> _Records shown_
PR #1170, opened 2024-02-06
only allow re-raise in scope of `except`

zerbina:
## Summary

Treat a re-raise (i.e., `raise` without operand) as a compile-time
error when used outside of the *scope* of an `except` clause -- re-
raising from within a `finally` clause that's within the scope of an 
`except` clause is disallowed too.

This brings the re-raise feature into a "safe" state, where it can be
extended from again if wanted/needed.

## Details

If a re-raise is allowed from anywhere, it is possible to handle an in-
flight exception from within a `finally` clause:

```nim
try:
finally:
  try:
    raise # re-raise the in-flight exception
  except:
    # handle the exception
    discard
```

Since the exception is handled, control-flow would have to "fall out"
of the `finally` clause, but this violates the expectations of control-
flow analysis in the compiler as well as those of the code generators.
There, the expectation is that if a `finally` clause was entered
through exceptional control-flow, raising continues when the end of
the `finally` is reached.

Until it's clear if, how, and under what circumstances this should
work, a `finally` clause handling the in-flight exception is prevented
by restricting re-raise statements to the scope of `except` clauses.
`sempass2` implements the detection and error reporting.

The manual is updated accordingly and tests for the new behaviour are
added.

### Usage

In the compiler's repository, re-raising from outside the scope of an
`except` clause was only done by two tests. For one of them, the re-
raise can safely be replaced with a normal `raise`.

The other test explicitly tested the "re-raise in finally" case. It is
removed for now.

### DIFF
--- a/tests/exception/tdisallowed_reraise.nim
+++ b/tests/exception/tdisallowed_reraise.nim
@@ -1,0 +1,62 @@
+discard """
+  description: '''
+    Ensure that re-raise statements are rejected where required by the
+    language specification.
+  '''
+  cmd: "$nim check --hints:off $options $file"
+  action: reject
+  nimoutFull: true
+  nimout: '''
+tdisallowed_reraise.nim(26, 5) Error: an exception can only be re-raised within the scope of an except, with no finally in-between
+tdisallowed_reraise.nim(20, 3) Error: an exception can only be re-raised within the scope of an except, with no finally in-between
+tdisallowed_reraise.nim(39, 5) Error: an exception can only be re-raised within the scope of an except, with no finally in-between
+tdisallowed_reraise.nim(50, 7) Error: an exception can only be re-raised within the scope of an except, with no finally in-between
+'''
+"""
+
+
+block standalone_reraise:
+  # a standalone re-raise statement is disallowed
+  raise
+
+block reraise_in_procedure:
+  proc reraise() =
+    # the re-raise statement doesn't appear within an ``except`` clause's
+    # scope
+    raise
+
+  try:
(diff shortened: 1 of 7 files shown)


tests/exception/tdisallowed_reraise.nim
```diff
@@ -0,0 +1,62 @@
...
+  # no error is reported here
+  try:
+    raise CatchableError.newException("")
+  except:
+    try:
+      # a re-raise within a try's scope is allowed, if the try is within the
+      # scope of an except
+      raise
+    finally:
+      discard
```
saem, line 62:
```suggestion
block reraise_in_nested_try:
  # no error is reported here
  try:
    raise CatchableError.newException("")
  except:
    try:
      # a re-raise within a try's scope is allowed, if the try is within the
      # scope of an except
      raise
    finally:
      discard

block reraise_in_nested_finally_try:
  # no error is reported here
  try:
    discard
  finally:
    try:
      raise CatchableError.newException("")
    except:
      # a re-raise within an except within a finally, but not directly
      # within, is allowed.
      raise
```

I think this adds a bit of coverage, and directly for the second point as stated in the manual.

saem (approved):
Minor suggestion for additional test coverage, but perhaps it's sufficiently covered in `tfinally6.exceptionInFinally` -- feel free to ignore it.

tests/exception/tdisallowed_reraise.nim
zerbina: I'll add it.

PR #1171, opened 2024-02-07
fix unsigned `range` arithmetic causing overflow error

zerbina:
## Summary

Fix incrementing or decrementing (with `inc`, `dec`, `+=`, or `-=`) to
cause an overflow error for unsigned `range` types when the value would
wrap around.

The regression was introduced by commit
db5dcbffa2b580edb040b5d7d77ec96d6dfe082e.

## Details

`isUnsigned` didn't skip `tyRange` types, meaning that range types were
not treated as unsigned if their base type is an unsigned int. The
`isUnsigned` procedure is used:
1. in `getOrdValue` for forcing the node's integer value to be treated
   as unsigned (problematic usage)
2. in `mirgen.genMagic` for `mInc` and `mDec` translation (problematic
   usage)
3. in `semfold.getConstExpr` (unproblematic usage; the type is never a
   `tyRange`)
4. in `vmgen` for deciding the opcode for narrowing (unproblematic
   usage; range types are skipped prior)

For `getOrdValue`, the result of `isUnsigned` only makes a difference
values of unsigned type where the node kind is not a `nkUIntLitX` node.
The node kind seems to match the signed-ness of the type in most cases,
so `isUnsigned` not considering `tyRange` didn't lead to problems in
practice.

For `mirgen.genMagic`, `isUnsigned` is used to decide whether or not
checked signed integer arithmetic needs to be used for `mInc` or
`mDec`. Since `tyRange` was never treated as unsigned, this meant that
values of unsigned range type were erroneously subjected to overflow
checks.

`isUnsigned` now skips `tyRange` types, fixing the issue. A regression
test for the incorrect overflow checking is added.

### DIFF
--- a/compiler/ast/types.nim
+++ b/compiler/ast/types.nim
@@ -97,7 +97,7 @@ proc isPureObject*(typ: PType): bool =
   result = t.sym != nil and sfPure in t.sym.flags
 
 func isUnsigned*(t: PType): bool {.inline.} =
-  t.skipTypes(abstractInst + {tyEnum}).kind in {tyChar, tyUInt..tyUInt64}
+  t.skipTypes(abstractRange + {tyEnum}).kind in {tyChar, tyUInt..tyUInt64}
 
 proc getOrdValue*(n: PNode; onError = high(Int128)): Int128 =
   let k =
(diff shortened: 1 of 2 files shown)


saem (approved):
Nice fix.

Takeaway for me is that I need to think about ranges when I'm thinking about numbers/ordinal types.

> _What to work on_
Search the data for the string "skipTypes" and copy each line where it appears.

> _Expected answer_
-  t.skipTypes(abstractInst + {tyEnum}).kind in {tyChar, tyUInt..tyUInt64}
+  t.skipTypes(abstractRange + {tyEnum}).kind in {tyChar, tyUInt..tyUInt64}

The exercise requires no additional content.